= What the exercise asks =
Show me every line in the listing that has the word "integration".

= Recorded data =
PR #527, opened 2026-05-20
 feat: OpenTelemetry integration — traces and metrics for sync execution

### LINKED ISSUE #429: feat: OpenTelemetry integration — traces and metrics for sync execution
## Motivation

= Answer to this exercise =
 feat: OpenTelemetry integration — traces and metrics for sync execution
### LINKED ISSUE #429: feat: OpenTelemetry integration — traces and metrics for sync execution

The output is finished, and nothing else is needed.